Computer vision is one of the most exciting areas of all information science and technology. It appeals both to the scientist looking for challenging research topics, and to the industrialist aiming at developing successful new products.

In the last few years, the proliferation of vision-related material (tutorials, publications, software, datasets, etc.) on the Internet has further developed the natural multidisciplinary call of our field, and created new occasions for cross fertilization. Today’s research on computer vision is an original mix of mathematics, computer science, engineering, and physics, often taking inspiration from neighboring fields, such as the brain and behavioral sciences.

Technological advancements are also playing a crucial role in the rapid ripening of computer vision. The ever increasing performance of microprocessors and GPUs can support more and more complex software to run even in mobile, real-life scenarios. On the other hand, new generation data acquisition, storage and transmission devices can easily produce huge amounts of visual data such as high resolution images, videos, and 3D maps: Dealing with them effectively is a tremendous yet rewarding challenge, that must be met with careful data representations, powerful computational models and robust estimation techniques.

This special issue includes six carefully selected examples of current trends in pure and applied research in large-scale computer vision. The papers are all from renowned academic and industrial research groups scattered around the world—USA, Europe, Middle and Far East. The contributions cover different themes, from early vision to geometry and tracking, through visual recognition, learning and semantic segmentation.

In “Reconstructing the World’s Museums,” J. Xiao and Y. Furukawa offer a modern treatment of the problem of 3D reconstruction and visualization. They introduce a Constructive Solid Geometry representation consisting of volume primitives, in order to obtain well-regularized, texture-mapped three-dimensional maps of large-scale indoor environments. Although constructed from ground-level photographs and 3D laser points, the maps can be fully rendered from aerial viewpoints to improve fruition effectiveness.

The paper “People Watching: Human Actions as a Cue for Single View Geometry” by D.F. Fouhey, V. Delaitre, A. Gupta, A.A. Efros, I. Laptev and J. Sivic, combines in an original way the two traditional areas of scene reconstruction and visual recognition. The authors show that observing people performing different actions and suitably estimating body poses can be a powerful cue to the understanding of a 3D scene even when just a single view is available.

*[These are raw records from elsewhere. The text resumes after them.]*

PR #381, opened 2024-10-08
feat(station): add canister execution method and validation pair edit variant

keplervital:


core/station/api/spec.did
```diff
@@ -2315,6 +2327,18 @@ type ExternalCanisterPermissions = record {
...
+// The pair that is used to represent the execution and validation method.
+type CanisterExecutionAndValidationMethodPair = record {
+  // The validation method that is used to validate the request and
+  // render the argument.
+  validation_method : ValidationMethodResourceTarget;
+  // The method that the caller can call on the external canister.
+  //
+  // The `*` method name is used to represent that the caller can
+  // call any method on the canister.
+  execution_method : text;
```
mraszyk, line 2339: Could we use a typed struct instead of text to represent the case of Any (instead of using `*` for that)?

core/station/api/spec.did
```diff
@@ -1177,6 +1183,12 @@ type ListRequestsResult = variant {
 type GetRequestInput = record {
   // The request id to retrieve.
   request_id : UUID;
+  // Fill in all the additional info about the request operation, request types such as Call External Canisters will
+  // include the request argument and reply blobs, this can be a large amount of data and could potentially exceed the
+  // response size limit.
+  //
+  // By default, this field is set to `true`.
```
mraszyk, line 1190: What does "by default" mean? That none is unwrapped to true?

core/station/api/spec.did
```diff
@@ -774,6 +774,12 @@ type CallExternalCanisterOperation = record {
   // The reply blob produced by a successful call of the execution method,
   // i.e., when the request is `Completed`.
   execution_method_reply : opt blob;
+  // Optional details about the call operation, this field is not populated in list responses, only
+  // when using `get_request` to avoid going over the response size limit.
+  with_details : opt record {
```
mraszyk, line 779: why this additional layer instead of inlining arg : opt blob as a regular field of `CallExternalCanisterOperation`?

core/station/api/spec.did
```diff
@@ -774,6 +774,12 @@ type CallExternalCanisterOperation = record {
   // The reply blob produced by a successful call of the execution method,
   // i.e., when the request is `Completed`.
   execution_method_reply : opt blob;
+  // Optional details about the call operation, this field is not populated in list responses, only
+  // when using `get_request` to avoid going over the response size limit.
```
mraszyk, line 778:
```suggestion
  // when using `get_request` and setting `with_full_info` to `opt true` to avoid going over the response size limit.
```

core/station/api/spec.did
```diff
@@ -1177,6 +1183,12 @@ type ListRequestsResult = variant {
 type GetRequestInput = record {
   // The request id to retrieve.
   request_id : UUID;
+  // Fill in all the additional info about the request operation, request types such as Call External Canisters will
```
mraszyk, line 1186:
```suggestion
  // Fill in all the additional info about the request operation, request types such as `CallExternalCanisterOperation` will
```

core/station/api/spec.did
```diff
@@ -1177,6 +1183,12 @@ type ListRequestsResult = variant {
...
+  // include the request argument and reply blobs, this can be a large amount of data and could potentially exceed the
```
mraszyk, line 1187: > and reply blobs

does it mean that `execution_method_reply` in `CallExternalCanisterOperation` is now gonna be null if `with_full_info` is set to `opt false`?

core/station/api/spec.did
mraszyk: > this can be a large amount of data and could potentially exceed

shouldn't the default be false to avoid exceeding the limits?

core/station/impl/src/mappers/request.rs
```diff
@@ -57,6 +59,36 @@ impl Request {
                 .collect(),
         }
     }
+
+    pub fn to_dto_with_full_info(self) -> RequestDTO {
```
mraszyk, line 63: why not parameterize `fn to_dto` with a boolean if full info should be provided to avoid code duplication?

core/station/impl/src/repositories/indexes/request_policy_resource_index.rs
```diff
@@ -371,4 +403,58 @@ mod tests {
             assert_eq!(policies[0], expected_method_ids.pop().unwrap());
         }
     }
+
+    #[test]
+    fn test_find_external_canister_call_policies_by_execution_and_validation_method() {
```
mraszyk, line 408: Could we merge this test with the above one to avoid duplicating the common setup?

core/station/api/spec.did
```diff
@@ -2362,6 +2394,14 @@ type ExternalCanisterChangeCallRequestPoliciesInput = variant {
   RemoveByPolicyIds : vec UUID;
   // Override the request policies for the specified execution methods.
   OverrideSpecifiedByExecutionMethods : vec ExternalCanisterCallRequestPolicyRuleInput;
+  // Override the request policies for the specified execution and validation method pairs.
+  OverrideSpecifiedByExecutionValidationMethodPairs : vec record {
+    // The method configuration that is used to represent the execution and validation method pair.
+    method_configuration : CanisterExecutionAndValidationMethodPair;
```
mraszyk, line 2400: Why do we need to perform the grouping explicitly in the args as opposed to deriving the grouping from the flattened `vec ExternalCanisterCallRequestPolicyRuleInput` as for `OverrideSpecifiedByExecutionMethods`?

core/station/api/spec.did
mraszyk: this is irrelevant if we go for the approach from this [comment](https://github.com/dfinity/orbit/pull/381#discussion_r1793839137)

core/station/api/spec.did
mraszyk: and is this the reason why null defaults to `opt true` to avoid a breaking change (it is still a breaking change due to potentially exceeding size limits)

core/station/api/spec.did
keplervital: i would rather not, this is consistent to many other fields we already have for `execution_method` in `ExternalCanisterCallRequestPolicyRuleInput`, `ExternalCanisterCallRequestPolicyRule`, `ExternalCanisterCallPermission` and `ExternalCanisterCallerMethodsPrivileges`.

core/station/api/spec.did
keplervital: > What does "by default" mean? That none is unwrapped to true?

Correct, but actually i'll move this to `false` since this will be less risky for clients and if they set to true they will need to explicitely handle a possible fail condition.

core/station/api/spec.did
keplervital: The idea would be to make it very explicit that this is optional and is not a top level field of the main type, but maybe inlining arg would be good enough, wdyt?

core/station/api/spec.did
keplervital: as mentioned aboved, i'll update the default to be `false`, but execution_method_reply is still going to be returned, this will keep things backwards compatible.

core/station/impl/src/mappers/request.rs
keplervital: i created a `inner_to_dto` and kept the differentiation, mostly because i find it easier to ready being expressive then having an externally exposed boolean, wdyt?

keplervital: i created a `inner_to_dto` and kept the differentiation, mostly because i find it easier to ready being expressive then having an externally exposed boolean, wdyt?

core/station/api/spec.did
keplervital: Mostly because this way we can also remove in the same request, with the above we need to make 2 separate requests, e.g. in the UI with this you can enable the user to rename a method & validation pair and you would simply make one request that would remove the renamed method and add the new one.

core/station/api/spec.did
mraszyk: However, `*` is also a valid IC canister method name (I just checked by deploying a canister with such a method and calling it via `dfx`).

core/station/impl/src/repositories/indexes/request_policy_resource_index.rs
```diff
@@ -354,21 +386,39 @@ mod tests {
...
-            if i % 2 == 0 {
+            if i % 2 != 0 {
                 expected_method_ids.push([i; 16]);
             }
         }
 
         expected_method_ids.reverse();
 
-        for i in (0..20).step_by(2) {
+        for i in (1..20).step_by(2) {
```
mraszyk, line 396: Now we're losing coverage for cases of no validation method.

Also it'd be useful to test the case of two policies with the same execution method and (i) no validation, (ii) some validation while
- retrieving by execution method (expected to get them both)
- retrieving by execution and no validation method (expected to get one of them)
- retrieving by execution and some validation method (expected to get the other one of them)

core/station/api/spec.did
mraszyk: > rename a method & validation pair

can't this be risky in case there already exists a permission/policy for the new pair?

keplervital: I would say it’s up for the approver to check and block, on the UI if there’s another one we don’t let the user submit that request, this provides a better UX and helps avoid submitting an override request when there’s already another entry

core/station/impl/src/repositories/indexes/request_policy_resource_index.rs
keplervital: Good suggestion, I’ll extend the test tomorrow

core/station/api/spec.did
keplervital: Even if supported by a canister imo we should keep as is to avoid a possible migration, refactor at the moment and if someone has a need for it in the future we can revisit the decision.

core/station/api/spec.did
mraszyk: > Mostly because this way we can also remove in the same request

Doesn't that mean that we should group by execution method in the request in the other case, too, instead of providing a flattened list?

keplervital: correct, that would make it consistent, i'll make the change.

core/station/impl/src/repositories/indexes/request_policy_resource_index.rs
```diff
@@ -404,21 +402,125 @@ mod tests {
...
+                    &validation_method,
                 );
 
             assert_eq!(policies.len(), 1);
             assert_eq!(policies[0], expected_method_id);
         }
 
         assert!(expected_method_ids.is_empty());
+
+        // then insert another policy with the same execution method but different validation method
```
mraszyk, line 428: could we also add a policy with no validation (to test that no validation is sorted before some validation and take_while works as expected)?

core/station/api/src/external_canister.rs
```diff
@@ -67,11 +67,22 @@ pub struct ExternalCanisterCallPermissionMethodPairInput {
...
 }
 
+#[derive(CandidType, serde::Serialize, Deserialize, Debug, Clone)]
+pub struct ExternalCanisterCallPermissionExecMethodEntryInput {
+    pub allow: AllowDTO,
+    pub validation_method: ValidationMethodResourceTargetDTO,
+}
+
+#[derive(CandidType, serde::Serialize, Deserialize, Debug, Clone)]
+pub struct ExternalCanisterCallPermissionExecMethodListInput {
```
mraszyk, line 77: `List` can be probably dropped from the name, but this is a very minor thing.

core/station/impl/src/services/external_canister.rs
```diff
@@ -698,19 +698,21 @@ impl ExternalCanisterService {
...
+
+                        call.policies.iter().for_each(|policy| {
+                            entries.insert(ExternalCanisterCallRequestPolicyRuleInput {
+                                policy_id: policy.policy_id,
+                                rule: policy.rule.clone(),
+                                execution_method: call.execution_method.clone(),
+                                validation_method: policy.validation_method.clone(),
+                            });
+                        });
+                    });
```
mraszyk, line 715: Why are we not using the "same" implementation as for the variant `OverrideSpecifiedByExecutionValidationMethodPairs`?

mraszyk: I guess the difference is that this approach combines overrides with the same key: e.g., `[(method, [p1, p2]), (method, [p3])]` gets processed as `[(method, [p1, p2, p3])]` while the other approach overrides sequentially as `[(method, [p3])]`.

core/station/impl/src/controllers/request.rs
```diff
@@ -178,7 +178,10 @@ impl RequestController {
             .get_request_additional_info(&request, true)?;
 
         Ok(GetRequestResponse {
-            request: request.to_dto(),
+            request: match input.with_full_info {
+                None | Some(true) => request.to_dto_with_full_info(),
```
mraszyk, line 182: Didn't we want to switch the default?

keplervital: Yes, nice catch!

core/station/impl/src/repositories/indexes/request_policy_resource_index.rs
```diff
@@ -476,18 +492,29 @@ mod tests {
...
         // and find both policies by the execution method
         let policies = repository.find_external_canister_call_policies_by_execution_method(
             &Principal::management_canister(),
             "method_1",
         );
 
-        assert_eq!(policies.len(), 2);
+        assert_eq!(policies.len(), 3);
         assert!(policies.contains(&execution_method_policy_first_policy_id));
         assert!(policies.contains(&execution_method_policy_second_policy_id));
```
mraszyk, line 514: maybe also add
```
assert!(policies.contains(&execution_method_policy_third_policy_id));
```

core/station/impl/src/services/external_canister.rs
```diff
@@ -669,13 +669,6 @@ impl ExternalCanisterService {
                     )?,
                 ExternalCanisterChangeCallRequestPoliciesInput::OverrideSpecifiedByExecutionValidationMethodPairs(calls) => {
                     for call in calls {
-                        let initial_policy_ids = self.request_policy_repository
```
mraszyk: Is there a reason to inline the let binding?

keplervital: mostly to make `OverrideSpecifiedByExecutionValidationMethodPairs` and `OverrideSpecifiedByExecutionMethods` consistent, no strong preference through

core/station/impl/src/services/external_canister.rs
mraszyk: I guess in both cases, we assume that keys won't be repeated, but I'm not sure we're rejecting such inputs as invalid.

keplervital: in OverrideSpecifiedByExecutionMethods, if it's repeated then it will be aggregated and the repeated values would be removed, but for `OverrideSpecifiedByExecutionValidationMethodPairs` we don't do that, but i think we should, i'm adding that change

mraszyk (approved):

PR #385, opened 2024-10-11
feat(wallet): add external canister method call ui

keplervital:
Adds the necessary missing components to surface the method call to an external canister, this also include the configuration of the approvals, policies, etc... for those external method calls.

At the moment the argument and reply constructions is not very helpful because we need to provide hex encoded argument and we get back a `UInt8Array` back as a response, as a follow up PR i'll give it a try to use candid parser to fetch the public metadata of the canister and have a better DX for that.

I'll mark the PR as ready once the following is completed:

- [x] Test coverage

**Views:**

Screenshot 2024-10-11 at 20 34 15
Screenshot 2024-10-11 at 20 32 53
Screenshot 2024-10-11 at 20 32 30
Screenshot 2024-10-11 at 20 32 09
Screenshot 2024-10-11 at 20 31 59


olaszakos:
Enable external canister - List for admins by default?

olaszakos:
Maybe add some info that the validation method must return with `{ Ok : text; Err : text }`?

apps/wallet/src/utils/helper.utils.ts
```diff
@@ -238,6 +239,14 @@ export const toArrayBuffer = (input: Uint8Array | number[]): ArrayBuffer => {
   return input instanceof Uint8Array ? input.buffer : new Uint8Array(input).buffer;
 };
 
+export const toUint8Array = (input: ArrayBuffer | number[] | Uint8Array): Uint8Array => {
+  if (input instanceof Uint8Array) {
+    return input;
+  }
+
+  return input instanceof ArrayBuffer ? new Uint8Array(input) : new Uint8Array(input);
```
olaszakos, line 247: Redundant check?

olaszakos (approved):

“Photo Sequencing” by T. Dekel, Y. Moses and S. Avidan addresses the difficult problem of temporally ordering a collection of still images taken asynchronously by a set of uncalibrated smartphone cameras. To this aim, static and dynamic features are first extracted from the images, which are used respectively to determine the relative geometry and produce a partial ordering for camera pairs. Rank aggregation is then used to combine the pairwise ordering into a globally consistent estimate of temporal order.

An important extension to the theory of MRFs and their use in early vision is proposed in “Filter-based Mean-Field Inference for Random Fields with Higher-Order Terms and Product Label-Spaces” by V. Vineet, J. Warrell and P.H.S. Torr. The authors show how to include higher-order terms in random field models in such a way that filter-based inference remains possible, and also extend their formulation to product label-space models. They demonstrate the efficiency of their approach on joint object-stereo labeling and object class segmentation.

A hot topic in learning and large-scale recognition is the optimization of classifiers for improving generalization performance while keeping low the computational cost. In “Low-Rank Bilinear Classification: Efficient Convex Optimization and Extensions,” T. Kobayashi proposes a convex optimization framework for bilinear classifiers based on trace norm minimization, which reduces the rank of the matrix with no approximations nor hard constraints on it. In addition, the paper proposes two novel extensions of the bilinear classifier in terms of multiple kernel learning and cross-modal learning.

The last paper of the issue, “ImageNet Auto-annotation with Segmentation Propagation” by M. Guillaumin, D. Küttel and V. Ferrari, focuses on the stimulating topic of semantic segmentation. The authors introduce ImageNet, a large-scale hierarchical database, and propose to automatically populate it starting from existing manual annotations, in the form of class labels and bounding boxes. The idea is to employ the images segmented so far to help segmenting new, unsegmented images. Segmentation propagation is based on semantic relationships, and is done both at the image level and at the class level.

We heartily wish all readers to enjoy the papers of this special issue, which we hope can be a source of inspiration for their future work and for the general progress of our fascinating discipline.